Which of the lines below contain the string "linkage"? Copy each one.

**Records for this exercise**.
----
PR #5565, opened 2016-03-23
Issue 15816 - ICE void ddmd.dclass.__assert(int) with error: anonymous classes not allowed

9rnsr:
An invalid anonymous class declaration has no chance to get internal `ident` (= "__anonclassXX"), because its `parent` is set by `Dsymbol.addMember` before the `semantic` is invoked.

Name all `ClassDeclaration` instances during the constructions, then the problematic assertion can be removed.

PR #7315, opened 2017-11-14
Fix Issue 17371 -  [REG 2.074.0] di generation broken for anonymous classes

RazvanN7:
The header generation takes into account if a class is anonymous by invoking the final method Dsymbol.isAnonymous. The specified method verifies if a symbol is anonymous by checking if the id is null, but when a class is instantiated with a null id, it generates one [1] making isAnonymous to report a wrong answer. The easiest way to fix this is to declare a new bool field (isanon) which is set to true when a null id is passed to the instantiation of a class declaration and the header generation can check for that field instead of the wrong isAnonymous method.

[1] https://github.com/dlang/dmd/pull/5565/files#diff-ddbaa5e9ca3d5c90a425a9dfafaf1734R225

### DIFF
--- a/src/ddmd/aggregate.h
+++ b/src/ddmd/aggregate.h
@@ -247,6 +247,18 @@ struct ClassFlags
     };
 };
 
+enum ClassKind
+{
+    /// the class is a d(efault) class
+    d,
+    /// the class is a C++ interface
+    cpp,
+    /// the class is an Objective-C class/interface
+    objc,
+    /// the class is anonymous
+    anonymous,
+};
+
 class ClassDeclaration : public AggregateDeclaration
 {
 public:
@@ -273,11 +285,10 @@ public:
 
     TypeInfoClassDeclaration *vclassinfo;       // the ClassInfo object for this ClassDeclaration
     bool com;                           // true if this is a COM class (meaning it derives from IUnknown)
-    bool cpp;                           // true if this is a C++ interface
-    bool isobjc;                        // true if this is an Objective-C class/interface
-    bool isscope;                       // true if this is a scope class
+    bool stack;                       // true if this is a scope class
+    ClassKind classKind;               // specifies the linkage type
+
     Abstract isabstract;                // 0: fwdref, 1: is abstract class, 2: not abstract
-    int inuse;                          // to prevent recursive attempts
     Baseok baseok;                      // set the progress of base classes resolving
     Symbol *cpp_type_info_ptr_sym;      // cached instance of class Id.cpp_type_info_ptr
 
--- a/src/ddmd/dclass.d
+++ b/src/ddmd/dclass.d
@@ -179,6 +179,24 @@ struct ClassFlags
     alias hasDtor = Enum.hasDtor;
 }
 
+/**
+ * The ClassKind enum is used in ClassDeclaration AST nodes
+ * to specify the linkage type of the class or if it is an
+ * anonymous class. If the class is anonymous it is also
+ * considered to be a D class.
+ */
+enum ClassKind : int
+{
+    /// the class is a d(efault) class
+    d,
+    /// the class is a C++ interface
+    cpp,
+    /// the class is an Objective-C class/interface
+    objc,
+    /// the class is anonymous
+    anonymous,
+}
+
 /***********************************************************
  */
 extern (C++) class ClassDeclaration : AggregateDeclaration
@@ -212,20 +230,32 @@ extern (C++) class ClassDeclaration : AggregateDeclaration
     // the ClassInfo object for this ClassDeclaration
     TypeInfoClassDeclaration vclassinfo;
 
-    bool com;           // true if this is a COM class (meaning it derives from IUnknown)
-    bool cpp;           // true if this is a C++ interface
-    bool isobjc;        // true if this is an Objective-C class/interface
-    bool isscope;       // true if this is a scope class
-    private bool inuse;          // to prevent recursive attempts
+    // true if this is a COM class
+    bool com;
+
+    /// true if this is a scope class
+    bool stack;
+
+    /// specifies whether this is a D, C++, Objective-C or anonymous class/interface
+    ClassKind classKind;
+
+    /// to prevent recursive attempts
+    private bool inuse;
+
     Abstract isabstract;
-    Baseok baseok;      // set the progress of base classes resolving
+
+    /// set the progress of base classes resolving
+    Baseok baseok;
 
     Symbol* cpp_type_info_ptr_sym;      // cached instance of class Id.cpp_type_info_ptr
 
     final extern (D) this(Loc loc, Identifier id, BaseClasses* baseclasses, Dsymbols* members, bool inObject)
     {
         if (!id)
+        {
             id = Identifier.generateId("__anonclass");
+            classKind = ClassKind.anonymous;
+        }
         assert(id);
 
         super(loc, id);
@@ -584,7 +614,7 @@ extern (C++) class ClassDeclaration : AggregateDeclaration
 
             alignsize = baseClass.alignsize;
             structsize = baseClass.structsize;
-            if (cpp && global.params.isWindows)
+            if (classKind == ClassKind.cpp && global.params.isWindows)
                 structsize = (structsize + alignsize - 1) & ~(alignsize - 1);
         }
         else if (isInterfaceDeclaration())
@@ -599,7 +629,7 @@ extern (C++) class ClassDeclaration : AggregateDeclaration
         {
             alignsize = Target.ptrsize;
             structsize = Target.ptrsize;      // allow room for __vptr
-            if (!cpp)
+            if (classKind != ClassKind.cpp)
                 structsize += Target.ptrsize; // allow room for __monitor
         }
 
@@ -817,7 +847,7 @@ extern (C++) class ClassDeclaration : AggregateDeclaration
 
     final bool isCPPclass() const
     {
-        return cpp;
+        return classKind == ClassKind.cpp;
     }
 
     bool isCPPinterface() const
@@ -932,7 +962,7 @@ extern (C++) class ClassDeclaration : AggregateDeclaration
      */
     int vtblOffset() const
     {
-        return cpp ? 0 : 1;
+        return classKind == ClassKind.cpp ? 0 : 1;
     }
 
     /****************************************
@@ -973,7 +1003,7 @@ extern (C++) final class InterfaceDeclaration : ClassDeclaration
         if (id == Id.IUnknown) // IUnknown is the root of all COM interfaces
         {
             com = true;
-            cpp = true; // IUnknown is also a C++ interface
+            classKind = ClassKind.cpp; // IUnknown is also a C++ interface
         }
     }
 
@@ -991,9 +1021,9 @@ extern (C++) final class InterfaceDeclaration : ClassDeclaration
         auto sc2 = super.newScope(sc);
         if (com)
             sc2.linkage = LINKwindows;
-        else if (cpp)
+        else if (classKind == ClassKind.cpp)
             sc2.linkage = LINKcpp;
-        else if (isobjc)
+        else if (classKind == ClassKind.objc)
             sc2.linkage = LINKobjc;
         return sc2;
     }
@@ -1087,7 +1117,7 @@ extern (C++) final class InterfaceDeclaration : ClassDeclaration
 
     override bool isCPPinterface() const
     {
-        return cpp;
+        return classKind == ClassKind.cpp;
     }
 
     override bool isCOMinterface() const
--- a/src/ddmd/hdrgen.d
+++ b/src/ddmd/hdrgen.d
@@ -1754,7 +1754,7 @@ public:
 
     override void visit(ClassDeclaration d)
     {
-        if (!d.isAnonymous())
+        if (d.classKind != ClassKind.anonymous)
         {
             buf.writestring(d.kind());
             buf.writeByte(' ');
@@ -1781,7 +1781,8 @@ public:
     {
         if (!d || !d.baseclasses.dim)
             return;
-        buf.writestring(" : ");
+        if (d.classKind != ClassKind.anonymous)
+            buf.writestring(" : ");
         foreach (i, b; *d.baseclasses)
         {
             if (i)
--- a/src/ddmd/todt.d
+++ b/src/ddmd/todt.d
@@ -719,7 +719,7 @@ private void membersToDt(AggregateDeclaration ad, DtBuilder dtb,
         {
             dtb.xoff(toVtblSymbol(concreteType), 0);  // __vptr
             offset = Target.ptrsize;
-            if (!cd.cpp)
+            if (!cd.classKind == ClassKind.cpp)
             {
                 dtb.size(0);              // __monitor
                 offset += Target.ptrsize;
--- a/src/ddmd/declaration.d
+++ b/src/ddmd/declaration.d
@@ -1343,7 +1343,7 @@ extern (C++) class VarDeclaration : Declaration
 
                 // Destroying C++ scope classes crashes currently. Since C++ class dtors are not currently supported, simply do not run dtors for them.
                 // See https://issues.dlang.org/show_bug.cgi?id=13182
-                if (cd.cpp)
+                if (cd.classKind == ClassKind.cpp)
                 {
                     break;
                 }
--- a/src/ddmd/dsymbolsem.d
+++ b/src/ddmd/dsymbolsem.d
@@ -4497,7 +4497,7 @@ private extern(C++) final class DsymbolSemanticVisitor : Visitor
 
                 /* These quirky conditions mimic what VC++ appears to do
                  */
-                if (global.params.mscoff && cd.cpp &&
+                if (global.params.mscoff && cd.classKind == ClassKind.cpp &&
                     cd.baseClass && cd.baseClass.vtbl.dim)
                 {
                     /* if overriding an interface function, then this is not
@@ -4523,7 +4523,7 @@ private extern(C++) final class DsymbolSemanticVisitor : Visitor
                 {
                     //printf("\tintroducing function %s\n", toChars());
                     funcdecl.introducing = 1;
-                    if (cd.cpp && Target.reverseCppOverloads)
+                    if (cd.classKind == ClassKind.cpp && Target.reverseCppOverloads)
                     {
                         // with dmc, overloaded functions are grouped and in reverse order
                         funcdecl.vtblIndex = cast(int)cd.vtbl.dim;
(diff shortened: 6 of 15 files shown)


RazvanN7:
I find it awkward to do extra processing for some information which is known at some point but gets lost.

stefan-koch-sociomantic:
I find it awkward to add a freaking 8 bit, but with padding most likely 32bit, to store a condition which is almost never true.

ZombineDev:
That's easily addressable by merging the various `is*` fields into a bit-field.

RazvanN7:
@ZombineDev thanks for the idea.

@stefan-koch-sociomantic is this ok?

src/ddmd/dclass.d
```diff
@@ -179,6 +179,12 @@ struct ClassFlags
     alias hasDtor = Enum.hasDtor;
 }
 
+enum ubyte IScom = 1;     // mask for COM class (meaning it derives from IUnknown)
+enum ubyte IScpp = 2;     // mask for a C++ interface
+enum ubyte ISobjc = 4;    // mask for an Objective-C class/interface
+enum ubyte ISscope = 8;   // mask for a scope class
+enum ubyte ISanon = 16;   // mask for an anonymous class
```
ZombineDev: Can you make this an enum, like https://github.com/dlang/dmd/blob/db221adb6a865ca0f3b1c24d922d9c3d5742a097/src/ddmd/blockexit.d#L37 ?

RazvanN7: is it going to use a single ubyte that way?

RazvanN7: if yes, of course I can

RazvanN7: Done

src/ddmd/dclass.d
```diff
@@ -179,6 +179,15 @@ struct ClassFlags
     alias hasDtor = Enum.hasDtor;
 }
 
+enum IS : ubyte
+{
+    com = 1,     // mask for COM class (meaning it derives from IUnknown)
+    cpp = 2,     // mask for a C++ interface
+    objc = 4,    // mask for an Objective-C class/interface
+    _scope = 8,   // mask for a scope class
```
ZombineDev: The convention is: `keyword_`. Was recently discussed here https://github.com/dlang/dmd/pull/7313#discussion_r150784331

stefan-koch-sociomantic:
Other then the very unclear meaning of `IS` it's fine.
Maybe call it `classflags` or something.

I approve of this change.

src/ddmd/dclass.d
```diff
@@ -179,6 +179,15 @@ struct ClassFlags
...
+    anon = 16,   // mask for an anonymous class
+}
```
jacob-carlborg: Please make these Ddoc comments.

src/ddmd/dclass.d
```diff
@@ -212,10 +221,7 @@ extern (C++) class ClassDeclaration : AggregateDeclaration
     // the ClassInfo object for this ClassDeclaration
     TypeInfoClassDeclaration vclassinfo;
 
-    bool com;           // true if this is a COM class (meaning it derives from IUnknown)
-    bool cpp;           // true if this is a C++ interface
-    bool isobjc;        // true if this is an Objective-C class/interface
-    bool isscope;       // true if this is a scope class
+    ubyte classProperties; // bitfield that keeps track if the class is com, cpp, objc, scope or anonymous
```
jacob-carlborg: Same here, Ddoc comment.

jacob-carlborg:
Will this fix the original issue I had, generating a `.di` file for the following code:

```d

interface Foo {}

class Bar
{
    this()
    {
        auto foo = new class () Foo {};
    }
}
```

If that's the case, perhaps include the above as a test as well.

RazvanN7:
@jacob-carlborg Yes, it does fix that case as well. It doesn't matter where the anonymous class is defined, the code generated in the .di file is the same.

RazvanN7:
@ZombineDev I updated the code to used **scope_** instead of **_scope**.

@stefan-koch-sociomantic I changed it to CFM which Class Flags Masks.

@jacob-carlborg I updated the documentation and added the required test.

Thank you all.

src/ddmd/dclass.d
```diff
@@ -179,6 +179,26 @@ struct ClassFlags
     alias hasDtor = Enum.hasDtor;
 }
 
+/**
+ * CFM stands for Class Flag Masks. Each ClassDeclaration AST node
+ * allocates a bitfield which stores various class properties.
+ * These properties can be retrieved or updated by using
+ * these masks.
+ */
+enum CFM : ubyte
```
jacob-carlborg: I highly recommend calling it `ClassFlagMasks` instead of `CFM`. That will make everything more clear and avoid the extra explanation in the documentation.

src/ddmd/dclass.d
```diff
@@ -212,10 +232,10 @@ extern (C++) class ClassDeclaration : AggregateDeclaration
     // the ClassInfo object for this ClassDeclaration
     TypeInfoClassDeclaration vclassinfo;
 
-    bool com;           // true if this is a COM class (meaning it derives from IUnknown)
-    bool cpp;           // true if this is a C++ interface
-    bool isobjc;        // true if this is an Objective-C class/interface
-    bool isscope;       // true if this is a scope class
+    /* bitfield that keeps track if the class is com, cpp, objc, scope or anonymous
+     */
+    ubyte classProperties;
```
jacob-carlborg: I recommend using Ddoc comment for this as well. Keep in mind that the compiler is exposed as a library. In my opinion all public/protected symbols should have Ddoc documentation. I don't expect that the documentation will be added to all symbols at once, but we should avoid making it worse 😃.

src/ddmd/dclass.d
```diff
@@ -179,6 +179,26 @@ struct ClassFlags
...
+    com = 1,
+    /// mask for a C++ interface
+    cpp = 2,
+    /// mask for an Objective-C class/interface
+    objc = 4,
+    /// mask for a scope class
+    scope_ = 8,
+    /// mask for an anonymous class
+    anon = 16,
+}
```
jacob-carlborg: At least some of these are mutual exclusive, if not all? `com`, `cpp`, `objc` and `anon` are at at least mutual exclusive. Then I recommend using `CFM` as the type for `classProperties` and not a mask. Then keep `scope_` as a separate bool instance variable.

andralex:
>I find it awkward to add a freaking 8 bit, but with padding most likely 32bit, to store a condition which is almost never true.

This leads to a bit of overcooking (and please let's control the language). The waste in layout needs to be balanced with a decrease in code maintainability (masking needed all over) and extra work for packing and unpacking. Also, overall the memory wasted needs to be assessed and it seems the number of `ClassDeclaration` instances scales with handwritten code, i.e. it's slow growing. We're looking at hundreds/thousands. It would be tenuous to measure any performance difference one way or another. Speculating that there would, and making the code more complicated based on the speculation, would be one of those premature optimization cases.

Besides, there are simple ways to harvest a better layout for "free", without impacting maintainability. The current layout goes (on 64 bit):

```d
    ...
    TypeInfoClassDeclaration vclassinfo; // reference (8 bytes)
    ubyte classProperties;
    Abstract isabstract; // int - could be ubyte
    int inuse;      // int - could be bool
    Baseok baseok;      // int - could be ubyte
```
Let's say we keep Abstract and Baseok int, although they are enumerated values with only a handful of cases and could be trivially packed in a ubyte just by changing their declaration. The one thing we can improve (perhaps with this pr) is `inuse`. Check it out:

```d
            if (!inuse)
            {
                // must semantic on base class/interfaces
                ++inuse;
                dsymbolSemantic(this, null);
                --inuse;
            }
```d

That's the only use in this module (!) and making the variable private reveals there's no other use of it outside the module. It follows that inuse should be a bool, which improves not only layout but also understandability of the code:

```d
            if (!inuse)
            {
                // must semantic on base class/interfaces
                inuse = true;
                dsymbolSemantic(this, null);
                inuse = false;
            }
```d

So, @RazvanN7 with this pr:

* Please return to the use of `bool`
* Please make the introduced field private if possible
* Please change `inuse` to bool and place it together with the other bools in the layout.
* Please make `inuse` private since you changed it

Thanks!

File: src/ddmd/dclass.d [hunk 8]
```diff
@@ -179,6 +179,26 @@ struct ClassFlags
...
+    /// mask for COM class (meaning it derives from IUnknown)
+    com = 1,
+    /// mask for a C++ interface
+    cpp = 2,
+    /// mask for an Objective-C class/interface
+    objc = 4,
+    /// mask for a scope class
+    scope_ = 8,
+    /// mask for an anonymous class
+    anon = 16,
```
jacob-carlborg: Please don't use abbreviations.

jacob-carlborg:
@andralex I don't think we need to worry about the layout. I also don't think we should touch `inuse` in this PR, it's unrelated to what's actually changed in this PR.

In general the DMD code base needs some cleanup. These integers that are used as bools are remains from the C++ days and even written in an almost C like style. Traditional C doesn't have bools.

jacob-carlborg:
@RazvanN7 is there any verification that the `.di` files you added the tests to actually compiles?

src/ddmd/dclass.d
WalterBright: Or just `ClassFlags`

src/ddmd/dclass.d
WalterBright: 'Mask' implies they are bits being OR'd together. But exclusive values means that isn't so. I recommend using one field for the exclusive types, and another field for modifiers, instead of mushing them together. I'm guilty of doing the mushing for a long time, and it isn't worth it unless one is desperate to minimize memory usage.
So, I recommend `ClassKind` with members `D`, `com`, `C++`, `anon`. Then, `ClassFlags` with members `stack`. (`scope_` is a bit overloaded in D, and this really is a stack class)

src/ddmd/dclass.d
WalterBright: `classProperties` has no obvious relationship with the `ClassFlagMask` values. Call the fields `classKind` and `classFlags`, to match up with `ClassKind` values and `ClassFlags` flag bits.

WalterBright:
Also, when changing the ClassDeclaration fields, the corresponding .h file has to change, too. Otherwise,  @ibuclaw 's code gets messed up.

WalterBright:
@andralex makes good points (I read them after I'd made my comments). Clarity could be improved with the `ClassKind` enum, since having `bool com, cpp;` gives no implication that they are exclusive, whereas an enumeration type does. The latter is just better design.

src/ddmd/dclass.d
RazvanN7: **com** and **cpp** aren't exclusive in this case [1] 

[1] https://github.com/dlang/dmd/blob/master/src/ddmd/dclass.d#L976

src/ddmd/dclass.d
RazvanN7: ClassFlags is already taken and is a struct [1], but it's not used in dclass at all; toobj.d is the only file that uses it, so I guess we can move it there and use ClassFlags in dclass. I thought about modifying the ClassFlags struct so that it accommodates the anonymous, stack and objc flags as well, but it seems, if I am not mistaking, that the backend expects a certain layout of that class.

[1] https://github.com/dlang/dmd/blob/master/src/ddmd/dclass.d#L154

RazvanN7:
@andralex @WalterBright what do you think about this : 

1. We create an enum : ClassKind with `bool` members  `cpp`, `objc`, `anonymous`,  and keep `stack` , `com` and inuse as bool fields since these can overlap with the former mentioned attributes; I find this to be the best compromise between layout and clarity. 

2. In a different PR we move `struct ClassFlags` [1] in toobj.d since that is the only file the struct is used.

[1] https://github.com/dlang/dmd/blob/master/src/ddmd/dclass.d#L154

RazvanN7:
@jacob-carlborg 

>@RazvanN7 is there any verification that the .di files you added the tests to actually compiles?

Sorry, but I don't understand the question. 
If you are asking how do I know that the test provided compiles, then the answer is : the header*.d files are compiled and the di files are generated. Ig any errors would occur, the autotester would report them or the generation would fail (I assume),

andralex:
Putting mutually exclusive flags in an enum sounds like a good thing to do. 

> I also don't think we should touch inuse in this PR, it's unrelated to what's actually changed in this PR.

We have been erring on the side of bureaucracy lately. Clearly doing swaths of unrelated changes in one PR is unacceptable but I'll take a good small unrelated improvement with a PR. I don't want to police people into ultimately doing less work.

In this particular case, creating a new PR takes actually just a bit longer than asking said PR should be created. https://github.com/dlang/dmd/pull/7349

src/ddmd/dclass.d
jacob-carlborg: If `ClassFlags` is already taken, what about `ClassKind`?

jacob-carlborg:
> Sorry, but I don't understand the question.
If you are asking how do I know that the test provided compiles, then the answer is : the header*.d files are compiled and the di files are generated. If any errors would occur, the autotester would report them or the generation would fail (I assume).

@RazvanN7 yes, but are the generated `.di` files compiled as well? That's how I originally discovered this issue. The compiler generated `.di` files with invalid code.

jacob-carlborg:
@RazvanN7 https://github.com/dlang/dmd/pull/7315#issuecomment-345965550, I like this approach.

RazvanN7:
@andralex @WalterBright how does this look like?

>  but are the generated .di files compiled as well?

@jacob-carlborg No,  the postscript is just doing a diff between what the output is and what is expected. I assume that folks compile their .di files before pasting the expected output. At least, that's what I am doing, so for this particular case it is a certainty that the .di file compiles.

src/ddmd/dclass.d
```diff
@@ -212,20 +234,32 @@ extern (C++) class ClassDeclaration : AggregateDeclaration
...
-    bool isscope;       // true if this is a scope class
-    private bool inuse;          // to prevent recursive attempts
+    // true if this is a COM class
+    bool com;
+
+    /// true if this is a scope class
+    bool stack;
+
+    /// specifies whether this is a d, cpp, objc or anonymous class
+    ClassKind classkind;
```
jacob-carlborg: Please use camel casing, i.e. `classKind`.

src/ddmd/dclass.d
```diff
@@ -584,7 +618,7 @@ extern (C++) class ClassDeclaration : AggregateDeclaration
 
             alignsize = baseClass.alignsize;
             structsize = baseClass.structsize;
-            if (cpp && global.params.isWindows)
+            if (classkind == CKcpp && global.params.isWindows)
```
jacob-carlborg: I suggest using the full name, i.e. `ClassKind.cpp`, it's more D.

src/ddmd/dclass.d
```diff
@@ -179,6 +179,28 @@ struct ClassFlags
...
+    cpp,
+    /// the class is an Objective-C class/interface
+    objc,
+    /// the class is anonymous
+    anonymous,
+}
+
+alias CKcpp = ClassKind.cpp;
+alias CKobjc = ClassKind.objc;
+alias CKanonymous = ClassKind.anonymous;
```
jacob-carlborg: I suggest to remove these aliases and always use the fully name of the enum members, it's more D like.

src/ddmd/hdrgen.d
```diff
@@ -1754,7 +1754,7 @@ public:
 
     override void visit(ClassDeclaration d)
     {
-        if (!d.isAnonymous())
```
jacob-carlborg: I count to 28 usages of the `isAnonymous` method. Why is only this one changed? Perhaps the implementation of the method should be updated to use the new enum.

src/ddmd/dclass.d
```diff
@@ -212,20 +234,32 @@ extern (C++) class ClassDeclaration : AggregateDeclaration
...
-    bool isobjc;        // true if this is an Objective-C class/interface
-    bool isscope;       // true if this is a scope class
-    private bool inuse;          // to prevent recursive attempts
+    // true if this is a COM class
+    bool com;
+
+    /// true if this is a scope class
+    bool stack;
+
+    /// specifies whether this is a d, cpp, objc or anonymous class
```
jacob-carlborg: Nitpick:

* I think it looks better to use the official names of the languages in the documentation, i.e. `D`, `C++` and `Objective-C`
* `class` -> `class/interface`

src/ddmd/hdrgen.d
RazvanN7: `isAnonymous` is a final method in the Dsymbol AST node. A ClassDeclaration inherits a Dsymbol so changing isAnonymous everywhere will break code. What we can do is change the check for class declarations or make `isAnonymous` not final and override it in the ClassDeclaration.

RazvanN7: of the 28 usages, only 1 is actually from a class declaration and I updated the code.

src/ddmd/dclass.d
RazvanN7: Maybe we should do some refactoring and get rid of more aliases?

src/ddmd/hdrgen.d
jacob-carlborg: Ah, ok, I actually didn't check how it was used, I only counted the occurrences. But I feel there's a risk of using the wrong way to identify if a class is an anonymous class when there are both the method `isAnonymous` and the instance variable `classKind`. Perhaps it's best to override it in `ClassDeclaration`, just to be on the safe side.

src/ddmd/dclass.d
jacob-carlborg: I agree, but let's start by not making the adding more 😃.

jacob-carlborg:
I'm pretty satisfied with this, there are only two things missing:

* Update the necessary header files, at least `aggregate.h`
* Squash all commits as the last step

RazvanN7:
@jacob-carlborg Done. Thanks!

src/ddmd/aggregate.h
```diff
@@ -247,6 +247,18 @@ struct ClassFlags
...
+{
+    /// the class is a d(efault) class
+    d,
+    /// the class is a C++ interface
+    cpp,
+    /// the class is an Objective-C class/interface
+    objc,
+    /// the class is anonymous
+    anonymous,
+};
```
jacob-carlborg: Won't this be an `int`, which will not match up with the size of `ubyte` on the D side?

RazvanN7: enums in C++ are ints. Not sure what the fix should be here. Maybe declare an ClassKind as an unsigned char?

andralex (approved):

MartinNowak:
This introduced a regression as signified by the failing test-suite.
Since ci.dlang.org runs stably for quite a while and nobody checks it (not even dlang-bot), I'll make it required for dmd again once this regression is fixed.

[18020 – [Reg 2.078] no property opCmp for anon class](https://issues.dlang.org/show_bug.cgi?id=18020)

MartinNowak:
@RazvanN7 could you please have a look?

src/ddmd/todt.d
```diff
@@ -719,7 +719,7 @@ private void membersToDt(AggregateDeclaration ad, DtBuilder dtb,
         {
             dtb.xoff(toVtblSymbol(concreteType), 0);  // __vptr
             offset = Target.ptrsize;
-            if (!cd.cpp)
+            if (!cd.classKind == ClassKind.cpp)
```
JinShil: Should this have been `cd.classKind != ClassKind.cpp`?

JinShil:
> This introduced a regression as signified by the failing test-suite.

Potential fix submitted at https://github.com/dlang/dmd/pull/7315

src/ddmd/todt.d
RazvanN7: Yes, indeed. please fix in #7378

JinShil: Done.  Thanks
----
**Task solution**.
+    ClassKind classKind;               // specifies the linkage type
+ * to specify the linkage type of the class or if it is an
             sc2.linkage = LINKwindows;
             sc2.linkage = LINKcpp;
             sc2.linkage = LINKobjc;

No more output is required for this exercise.